# Toto talking toilet



## HOMER (Jun 5, 2011)

Toto talking toilet


----------



## Mississippiplum (Sep 30, 2011)

I wouldn't want my toilet talking to me lol.


----------



## beachplumber (Feb 7, 2010)

I wonder if u can program it to recite your name and number for service when its clogged.


----------



## Yoram Manzur (Sep 17, 2009)

I'm putting one in on Thursday. I'll let you know.


----------



## Bill (Jun 17, 2008)

I dont even let my wife talk back to me let alone a toilet!
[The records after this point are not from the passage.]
PR #523, opened 2026-04-13
feat: GREP-0368 Preferred Topology Constraint API

### LINKED ISSUE #368: Support API for requesting Preferred topology constraint

Grove should expose an API for requesting preferred topology constraint at every level:
- PodClique
- PodGangScalingGroup
- PodCliqueSet

Currently only required is available via `packDomain` param

### Why is this needed?

Required might fail the workload completely, while at some scenarios user will only want best effort even if placement will eventually be sub-optimal without failing the workload. It also compatible with other schedulers such as Kueue.
The reason preferred can't apply by default by the scheduler and requires the user to request it - is because it is very compute intensive algorithm.

Specifically for the flow of submission of Dynamo over Grove from Run:ai, this will help as the system automatically applies preferred constraints to all the workloads submitted, to abstract this from the end users.

shayasoolin:
## Summary

- Proposes adding a nested `topologyConstraint.pack` API for topology packing constraints
- Adds `topologyConstraint.pack.preferred` as a best-effort topology packing domain
- Replaces the required packing field `topologyConstraint.packDomain` with `topologyConstraint.pack.required`
- Keeps `topologyConstraint.packDomain` as a deprecated compatibility field for existing workloads

## Key design decisions

- Preferred placement is workload opt-in through `topologyConstraint.pack.preferred`; Grove does not apply it by default
- `topologyConstraint.pack.required` preserves the existing hard scheduling semantics of `packDomain`
- Existing workloads that already use `packDomain` continue to be honored
- New workloads using `packDomain` are rejected and should use `pack.required`
- Existing workloads may migrate from `packDomain` to `pack.required` on update when the topology domain value is unchanged
- `topologyName` is assumed to follow the inherited topology-name behavior from the preceding topology API changes

References #368

### DIFF
--- a/docs/proposals/0368-preferred-topology-constraint/README.md
+++ b/docs/proposals/0368-preferred-topology-constraint/README.md
@@ -60,7 +60,6 @@ As a **Run:ai platform operator** deploying Dynamo workloads over Grove, I want 
 ### Limitations/Risks & Mitigations
 
 - **Scheduler performance:** `packDomainPreferred` triggers a scheduling algorithm that might be compute-intensive. Misuse (e.g. setting it on all workloads at scale) could degrade scheduler performance. *Mitigation: it's an explicit opt-in, never a default.*
-- **Interaction with `packDomain`:** The semantics when both fields are set need to be well-defined.
 
 ## Design Details
 
--- a/docs/proposals/0368-preferred-topology-constraint/README.md
+++ b/docs/proposals/0368-preferred-topology-constraint/README.md
@@ -34,7 +34,7 @@ Grove topology-aware scheduling currently supports required packing through `pac
 
 ## Motivation
 
-Grove is increasingly used as an orchestration layer by higher-level tools (e.g. Dynamo on Run:ai) that submit workloads on behalf of users. These tools often want topology-aware placement to improve workload performance, but the existing workload-facing constraint, `packDomain`, is required: if the requested domain cannot fit the workload, scheduling may remain blocked.
+Grove is increasingly used as an orchestration layer by higher-level tools that submit workloads on behalf of users. These tools often want topology-aware placement to improve workload performance, but the existing workload-facing constraint, `packDomain`, is required: if the requested domain cannot fit the workload, scheduling may remain blocked.
 
 Preferred topology placement addresses this gap by letting the scheduler try for a more optimized placement while still allowing the workload to run when the preference cannot be satisfied. This is useful for platforms that want to apply topology-aware optimization transparently, and for workloads that benefit from locality but should not fail or remain pending solely because the most optimized placement is unavailable.
 
@@ -135,7 +135,7 @@ As a cluster administrator, I want to configure the preferred packing domain on 
 
 #### Story 4: External orchestration platform
 
-As an orchestration platform, such as Dynamo on Run:ai, I want to set `topologyName` when submitting Grove workloads so that topology-aware placement is attempted transparently for users while preserving scheduling fallback behavior.
+As an orchestration platform, I want to set `topologyName` when submitting Grove workloads so that topology-aware placement is attempted transparently for users while preserving scheduling fallback behavior.
 
 ### Limitations/Risks & Mitigations
 
@@ -233,7 +233,7 @@ Existing topology health signals remain relevant:
 - Unit and e2e tests pass
 
 #### Beta
-- Validated in at least one production workload or platform integration, such as Dynamo on Run:ai
+- Validated in at least one production workload or platform integration
 - No breaking API changes since alpha
 - No significant scheduler performance regressions observed from opted-in workloads
 
--- a/docs/proposals/0368-preferred-topology-constraint/README.md
+++ b/docs/proposals/0368-preferred-topology-constraint/README.md
@@ -1,0 +1,156 @@
+# GREP-0368: Preferred Topology Constraint API
+
+<!-- toc -->
+- [Summary](#summary)
+- [Motivation](#motivation)
+  - [Goals](#goals)
+  - [Non-Goals](#non-goals)
+- [Proposal](#proposal)
+  - [User Stories](#user-stories)
+    - [Story 1: Automated preferred topology in Dynamo on Run:ai](#story-1-automated-preferred-topology-in-dynamo-on-runai)
+  - [Limitations/Risks &amp; Mitigations](#limitationsrisks--mitigations)
+- [Design Details](#design-details)
+  - [API Change](#api-change)
+  - [PodGang Propagation](#podgang-propagation)
+  - [Webhook Validation](#webhook-validation)
+  - [Monitoring](#monitoring)
+  - [Test Plan](#test-plan)
+  - [Graduation Criteria](#graduation-criteria)
+    - [Alpha](#alpha)
+    - [Beta](#beta)
+    - [GA](#ga)
+- [Alternatives](#alternatives)
+  - [Always-on preferred topology at the lowest level](#always-on-preferred-topology-at-the-lowest-level)
+  - [Boolean opt-in on <code>PodCliqueSet</code>](#boolean-opt-in-on-podcliqueset)
+<!-- /toc -->
+
+## Summary
+
+Grove currently supports topology-aware scheduling through a required constraint (`packDomain`), which fails the workload entirely if the requested topology cannot be satisfied. This GREP introduces a **preferred** topology constraint — a best-effort mode that requests topology-aware placement without making it a hard requirement. If the constraint cannot be met, the workload is still scheduled rather than failing, making topology optimization accessible in scenarios where strict placement is undesirable or incompatible with the scheduler.
+
+## Motivation
+
+Grove is increasingly used as an orchestration layer by higher-level tools (e.g. Dynamo on Run:ai) that manage workload submission on behalf of users. These tools often want to apply topology preferences automatically — without exposing scheduling decisions to end users — but cannot do so today because the only available topology constraint is required (`packDomain`), which risks failing workloads when the topology cannot be satisfied.
+
+Additionally, preferred topology scheduling is a compute-intensive operation for the scheduler. It therefore cannot be enabled by default for all workloads — it must be an explicit opt-in. Exposing a preferred constraint API gives tools and users a way to request best-effort topology placement, decoupled from the all-or-nothing semantics of the current required constraint.
+
+### Goals
+
+- Introduce a preferred (best-effort) topology constraint API on `PodClique`, `PodGangScalingGroup`, and `PodCliqueSet`
+- Ensure workloads with a preferred constraint are never blocked — if topology cannot be satisfied, scheduling proceeds without it
+
+### Non-Goals
+
+- Automatically applying preferred topology to all workloads (it remains an explicit opt-in)
+- Changing the semantics of the existing required constraint (`packDomain`)
+- Guaranteeing topology-optimal placement — preferred is best-effort only
+
+## Proposal
+
+This GREP proposes adding a `packDomainPreferred` field alongside the existing `packDomain` field on `PodClique`, `PodGangScalingGroup`, and `PodCliqueSet`. When set, it signals to the scheduler that topology-aware placement is desired at the specified domain level on a best-effort basis — the workload is never failed if the constraint cannot be satisfied.
+
+`packDomainPreferred` and `packDomain` can coexist on the same resource. For example, a user may set `packDomainPreferred=host` and `packDomain=rack` to express that host-level packing is desired but not required, while rack-level packing is mandatory. When both are set, the scheduler attempts preferred placement first and falls back toward the required level if the preferred constraint cannot be satisfied. It is recommended (but not enforced) that `packDomainPreferred` be stricter than or equal to `packDomain` — setting a coarser preferred level than the required one is semantically redundant.
+
+### User Stories
+
+#### Story 1: Automated preferred topology in Dynamo on Run:ai
+
+As a **Run:ai platform operator** deploying Dynamo workloads over Grove, I want to automatically apply a preferred topology constraint to all submitted workloads — without requiring end users to configure scheduling parameters — so that topology-aware placement is attempted as a best-effort optimization while ensuring no workload is ever blocked due to an unsatisfiable constraint.
+
+### Limitations/Risks & Mitigations
+
+- **Scheduler performance:** `packDomainPreferred` triggers a scheduling algorithm that might be compute-intensive. Misuse (e.g. setting it on all workloads at scale) could degrade scheduler performance. *Mitigation: it's an explicit opt-in, never a default.*
+- **Interaction with `packDomain`:** The semantics when both fields are set need to be well-defined.
+
+## Design Details
+
+### API Change
+
+A single field is added to the existing `TopologyConstraint` struct in the operator API (`operator/api/core/v1alpha1/podcliqueset.go`), which is already shared across `PodCliqueSet`, `PodCliqueTemplateSpec`, and `PodCliqueScalingGroupConfig`:
+
+```go
+// TopologyConstraint defines topology placement requirements.
+type TopologyConstraint struct {
+    // PackDomain specifies the required topology domain for grouping replicas.
+    // The workload will not be scheduled if this constraint cannot be satisfied.
+    // +kubebuilder:validation:Enum=region;zone;datacenter;block;rack;host;numa
+    // +optional
+    PackDomain *TopologyDomain `json:"packDomain,omitempty"`
+
+    // PackDomainPreferred specifies a preferred (best-effort) topology domain.
+    // If the constraint cannot be satisfied, the workload is scheduled anyway.
+    // When set alongside PackDomain, it is recommended that PackDomainPreferred
+    // be stricter than or equal to PackDomain.
+    // +kubebuilder:validation:Enum=region;zone;datacenter;block;rack;host;numa
+    // +optional
+    PackDomainPreferred *TopologyDomain `json:"packDomainPreferred,omitempty"`
+}
+```
+
+Note: `PackDomain` changes from a value type to a pointer (`*TopologyDomain`) to allow a `TopologyConstraint` with only `PackDomainPreferred` set. This is not a breaking API change — existing resources with `packDomain` set continue to work. Controller code accessing `PackDomain` will need nil checks.
+
+### PodGang Propagation
+
+The scheduler API (`scheduler/api/core/v1alpha1/podgang.go`) already supports both constraints via `TopologyPackConstraint.Required` and `TopologyPackConstraint.Preferred`. No changes are needed on the scheduler side.
+
+The only required implementation change is in `createTopologyPackConstraint` (`operator/internal/controller/podcliqueset/components/podgang/syncflow.go`), which translates Grove's `TopologyConstraint` into the scheduler's `TopologyPackConstraint`. It currently only populates `Required`. It must be extended to also resolve `PackDomainPreferred` to its topology key and populate `Preferred`.
+
+The domain-to-key translation follows the same existing path: looking up the domain name in the `ClusterTopology` levels to obtain the corresponding node label key. If the preferred domain is not found in the current `ClusterTopology`, it is silently skipped (same behavior as the existing required constraint).
+
+### Webhook Validation
+
+The admission webhook (`operator/internal/webhook/admission/pcs/validation/topologyconstraints.go`) validates that child constraints are stricter than or equal to parent constraints. This validation must be extended to cover `PackDomainPreferred` with the same hierarchy rules.
+
+### Monitoring
+
+There is no scheduler-side feedback on whether preferred placement was achieved. This is consistent with the existing behavior for `packDomain`, which also has no placement-outcome indicator.
+
+The existing `TopologyLevelUnavailable` status condition on `PodCliqueSet`, which checks whether referenced topology domains exist in the `ClusterTopology` CR, will be extended to also cover `packDomainPreferred` domains.
+
+### Test Plan
+
+**Unit — webhook validation:**
+- `packDomainPreferred` domain not present in `ClusterTopology` is rejected
+- `packDomainPreferred` stricter than parent is accepted; coarser passes without enforcement
+- `packDomainPreferred` can be set without `packDomain`, and vice versa
+
+**Unit — syncflow (`TestComputeExpectedPodGangsWithTopologyConstraints`):**
+- `packDomainPreferred` alone → `TopologyPackConstraint.Preferred` set, `Required` nil
+- Both fields set → both `Preferred` and `Required` populated correctly
+- `packDomainPreferred` domain missing from `ClusterTopology` → `Preferred` silently skipped, workload still created
+
+**E2E:**
+- Preferred constraint that can be satisfied → workload schedules successfully and scheduler receives the preferred constraint (validates the full propagation path including the scheduler)
+- Preferred constraint that cannot be satisfied → workload schedules successfully (key behavioral difference from required)
+
+### Graduation Criteria
+
+#### Alpha
+- `packDomainPreferred` field available on all three resources (`PodCliqueSet`, `PodCliqueScalingGroupConfig`, `PodCliqueTemplateSpec`)
+- Unit and e2e tests passing
+
+#### Beta
+- Validated in at least one production workload (e.g. Dynamo on Run:ai)
+- No breaking API changes since alpha
+
+#### GA
+- Stable API
+- No open issues related to the feature
+
+## Alternatives
+
+Two coarser-grained alternatives were considered and ruled out. Grove, as a generic infrastructure layer, should remain neutral — exposing fine-grained, explicit controls and leaving opinionated defaults to higher-level tools.
+
+### Always-on preferred topology at the lowest level
+
+The scheduler could automatically apply a preferred constraint at the finest available topology level for every workload, with no user opt-in.
+
+- **Pro:** Zero configuration required.
+- **Con:** Preferred topology scheduling is compute-intensive and unsuitable as a blanket default. Removes user control entirely, and is incompatible with workloads that have no topology preference.
+
+### Boolean opt-in on `PodCliqueSet`
+
+A single boolean field on `PodCliqueSet` (e.g. `preferredTopologyEnabled`) would enable preferred placement at the lowest topology level for all cliques, without allowing per-resource or per-level control.
+
+- **Pro:** Simpler API surface.
+- **Con:** Provides no control over which topology level is preferred, and cannot express different preferences across `PodCliqueSet`, `PodCliqueScalingGroup`, and `PodClique`. Higher-level tools can trivially implement this coarser interface on top of `packDomainPreferred`, but the reverse is not true.
--- a/docs/proposals/0368-preferred-topology-constraint/README.md
+++ b/docs/proposals/0368-preferred-topology-constraint/README.md
@@ -7,7 +7,10 @@
   - [Non-Goals](#non-goals)
 - [Proposal](#proposal)
   - [User Stories](#user-stories)
-    - [Story 1: Automated preferred topology in Dynamo on Run:ai](#story-1-automated-preferred-topology-in-dynamo-on-runai)
+    - [Story 1: Topology-aware placement with graceful fallback](#story-1-topology-aware-placement-with-graceful-fallback)
+    - [Story 2: Mixed required and preferred constraints for disaggregated inference](#story-2-mixed-required-and-preferred-constraints-for-disaggregated-inference)
+    - [Story 3: Admin-controlled preferred topology](#story-3-admin-controlled-preferred-topology)
+    - [Story 4: External orchestration platform](#story-4-external-orchestration-platform)
   - [Limitations/Risks &amp; Mitigations](#limitationsrisks--mitigations)
 - [Design Details](#design-details)
   - [API Change](#api-change)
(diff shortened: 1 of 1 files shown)


nvrohanv:
What is the reason for providing preferred as an option over just packing everything as close as possible if a topology constraint is provided. I remember we discussed earlier that preferred really seems to just be trying to save the scheduler cycles by allowing it to just skip levels. Main case I can see is if we dont want to pack everything as close as possible by default but then that really sounds more like a spread constraint.

shayasoolin:
> What is the reason for providing preferred as an option over just packing everything as close as possible if a topology constraint is provided. I remember we discussed earlier that preferred really seems to just be trying to save the scheduler cycles by allowing it to just skip levels. Main case I can see is if we dont want to pack everything as close as possible by default but then that really sounds more like a spread constraint.

@nvrohanv please see the short discussion in the issue https://github.com/ai-dynamo/grove/issues/368
The cons of having 'prefer lowest level' by default are 1) it might be compute-intensive for the scheduler and 2) now with multiple topologies we have to get the topology name from the user in order to get the 'lowest level' name.
Generally speaking, the approach is to look at Grove as an infrastructure level component, that allows the higher level layers to make decisions on the appropriate default behaviors etc.

gal-revach:
@shayasoolin question on _"Single field addition to the shared TopologyConstraint struct — covers `PodCliqueSet`, `PodCliqueScalingGroupConfig`, and `PodCliqueTemplateSpec` in one change"_ - does it mean that the level determined on `packDomainPreferred` will apply to all workload levels (the user will not be able to specify different levels for PodCliqueSet and PodCliqueScalingGroupConfig for example)? Is it the same for the required `packDomain`?

docs/proposals/0368-preferred-topology-constraint/README.md
```diff
@@ -0,0 +1,156 @@
...
+### User Stories
+
+#### Story 1: Automated preferred topology in Dynamo on Run:ai
+
+As a **Run:ai platform operator** deploying Dynamo workloads over Grove, I want to automatically apply a preferred topology constraint to all submitted workloads — without requiring end users to configure scheduling parameters — so that topology-aware placement is attempted as a best-effort optimization while ensuring no workload is ever blocked due to an unsatisfiable constraint.
+
+### Limitations/Risks & Mitigations
+
+- **Scheduler performance:** `packDomainPreferred` triggers a scheduling algorithm that might be compute-intensive. Misuse (e.g. setting it on all workloads at scale) could degrade scheduler performance. *Mitigation: it's an explicit opt-in, never a default.*
+- **Interaction with `packDomain`:** The semantics when both fields are set need to be well-defined.
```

Hold on a minute.....
Whats that hunny bunny?
No, I was telling the guys about this other guys wife.
Now come on hun, you know I was not talking about you!
I am back, like I said, my wife dont even talk back to me let alone some toilet


----------



## OldSchool (Jan 30, 2010)

Whats the toilet saying?????

Feed Me


----------



## LEAD INGOT (Jul 15, 2009)

I know what Dunbar's toilet says. " You'll be hearing from my lawyer."


----------



## Airgap (Dec 18, 2008)

That toilet speaks better Japanese than I do, but I'll translate....

"No horn please, makes it tough to swallow"
"Flex supply makes me feel so cheap"
"My middle name is bidet, let me take care of that for you"


----------



## AlexJohn24 (Sep 29, 2011)

this is very funny.. i cant believe that happens.


----------